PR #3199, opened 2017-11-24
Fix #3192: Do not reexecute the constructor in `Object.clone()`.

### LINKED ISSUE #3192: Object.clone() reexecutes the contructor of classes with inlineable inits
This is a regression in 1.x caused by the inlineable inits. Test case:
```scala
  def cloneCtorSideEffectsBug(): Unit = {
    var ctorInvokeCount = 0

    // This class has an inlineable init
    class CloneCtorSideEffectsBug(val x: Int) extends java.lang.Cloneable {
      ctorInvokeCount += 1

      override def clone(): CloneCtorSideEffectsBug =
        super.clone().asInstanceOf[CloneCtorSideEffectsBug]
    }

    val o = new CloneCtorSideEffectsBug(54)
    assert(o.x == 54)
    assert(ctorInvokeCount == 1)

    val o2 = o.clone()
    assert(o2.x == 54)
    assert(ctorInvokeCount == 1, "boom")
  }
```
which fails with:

=-=-=-=-=

Problem description:
Every line of the material must be given again exactly.

Solution for this problem:
PR #3199, opened 2017-11-24
Fix #3192: Do not reexecute the constructor in `Object.clone()`.

### LINKED ISSUE #3192: Object.clone() reexecutes the contructor of classes with inlineable inits
This is a regression in 1.x caused by the inlineable inits. Test case:
```scala
  def cloneCtorSideEffectsBug(): Unit = {
    var ctorInvokeCount = 0

    // This class has an inlineable init
    class CloneCtorSideEffectsBug(val x: Int) extends java.lang.Cloneable {
      ctorInvokeCount += 1

      override def clone(): CloneCtorSideEffectsBug =
        super.clone().asInstanceOf[CloneCtorSideEffectsBug]
    }

    val o = new CloneCtorSideEffectsBug(54)
    assert(o.x == 54)
    assert(ctorInvokeCount == 1)

    val o2 = o.clone()
    assert(o2.x == 54)
    assert(ctorInvokeCount == 1, "boom")
  }
```
which fails with:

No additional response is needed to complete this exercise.